I haven't tried the updated CR1 with the taller geometry, but I had an 08 CR1 Team.

I agree with what you say, I wasn't totally confident descending on it. Once speeds got over 40 mph, it made me think twice whether this was a good idea or not. My new bike is a Litespeed C2, and it inspires much more confidence descending. I'm not sure if it's the larger lower headset bearing (1.5" instead of 1 1/8" on the CR1), or if its a stiffer headtube, or if it's geometry related. End of the day, I point, it goes.


----------



## paulfeng

I rode my 2011 CR1 over 1000 miles this year and did not observe any issue with wobbliness at speed. Granted, I do not live in a place where I have extended descents, but on what few descents we have, I tried to maximize my speed - regularly exceeding 30mph, and briefly exceeding 40mph on thirty or so rides. No issues. Style of descents ranged from sprinting out of the saddle with hands in the drops, to tucked-in with hands next to stem, body crouched over hands, knees and elbows in tight. I specifically thought to myself - I have complete confidence in, and comfort on, this bike when bombing down hills.

Ironically, I am replacing my 2011 CR1 with a Motobecane Le Champion Ti, of which there has been some concern about its stability at speed. (See my post history; I have not observed there to be a problem with that bike either.) The reason I am replacing the CR1 has nothing to do with any shortcoming of the Scott; I just fell in love with the titanium.


----------



## Salsa_Lover

Try a Colnago C-50. Traditional. There you will experience what it is stability at speed and confidence descending. Better with low handlebars, no spacers :thumbsup:


----------



## paulfeng

I will add that I keep my CR1's handlebars low too. I would not want the headtube any longer than it is on the new CR1 frame style.


----------



## kneejerk

I was riding with "low" handlebars to offset the tall headtube. I've ridden a lot of road bikes. Sure the wobbliness is liveable, it could be so much better as you will find with other bikes.
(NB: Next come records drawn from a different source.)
PR #553, opened 2024-07-02
clippy failing due to not being pinned

eatonphil:
It's nightly so changes to clippy itself means unrelated PRs fail.


eatonphil:
This seems to be passing now, feel free to squash and merge this keeping only the middle commit message tomorrow.

We may want to consider pinning rust versions.

PR #556, opened 2024-07-08
Use the storage location name as the key in the clade schema

gruuya:
As opposed to keying them via their root URL.

### DIFF
--- a/src/catalog/metastore.rs
+++ b/src/catalog/metastore.rs
@@ -97,7 +97,7 @@ impl Metastore {
         let store_options = catalog_schemas
             .stores
             .into_iter()
-            .map(|store| (store.location, store.options))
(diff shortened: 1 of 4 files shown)


src/catalog/metastore.rs
```diff
@@ -140,21 +140,21 @@ impl Metastore {
     async fn build_table(
         &self,
         table: TableObject,
-        store_options: &HashMap<String, HashMap<String, String>>,
+        store_options: &HashMap<String, (String, HashMap<String, String>)>,
```
SergeiPatiakin, line 143: There's 4 Strings in this type and it took me a while to figure out what each of them was. Maybe add a comment about this?

gruuya: Good point, will do.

Recent bikes I've ridden that were stable for me are the BH Ultralight, a Specialized Tarmac SL (I think 3) and my Raleigh, my Nashbar (cheapo frame) isn't that far off either. I think these manufacturers get carried away with making them responsive on climbs and crits. that the side effect is the wobble. If I had to put a finger on it, I'd put it down to either a steep head angle, lack of rake or both. Then throw in the possibility of poor alignment (but likely less of a factor).


----------



## paulfeng

To be clear, I certainly don't doubt what you report. I'm just sharing my experience, which means that either there is not a generic problem, or I've been lucky. Or I haven't pushed the envelope hard enough to see the instability.


----------



## kneejerk

paulfeng said:


> To be clear, I certainly don't doubt what you report. I'm just sharing my experience, which means that either there is not a generic problem, or I've been lucky. Or I haven't pushed the envelope hard enough to see the instability.


Or I have just ridden a freak of CR1 nature...... I guess this is a bit of a personal crusade, the pursuit of stable high speed descending roadbikes!


----------



## Harryquinn

No such problems observed with my 56cm 2011 CR1Pro. We have some pretty steep hills where I live in South Australia and I've never noticed the Scott attempt the wobbles even at speeds over 75kph (46.5mph).


----------



## Terex

My old CR1 Sl was rock solid up to the top speed I rode it - 55 mph. Most confidence inspiring bike descending I've ever ridden.


----------



## wolfboy0000

*What about the wheels*

Could it have been the wheels, I followed a gentleman in our riding group and his trek made a very strange noise when he changed lanes quickly. Like the spokes were crackling, he didn't hear it on the bike, I know the rim was flexing, but he didn't seem to notice.


----------



## marcalans

*Unstable Scott CR1*

I test rode a Scott CR1, but didn't feel comfortable with it due to what I perceived to be a taller frame than what I am used to, so I didn't pursue the purchase. The taller head tube, itself, didn't bother me. I've ridden Cannondale, Felt, and Specialized bikes with taller head tubes and they were all very stable at high speed and their geometries seemed more balanced than that of the CR1.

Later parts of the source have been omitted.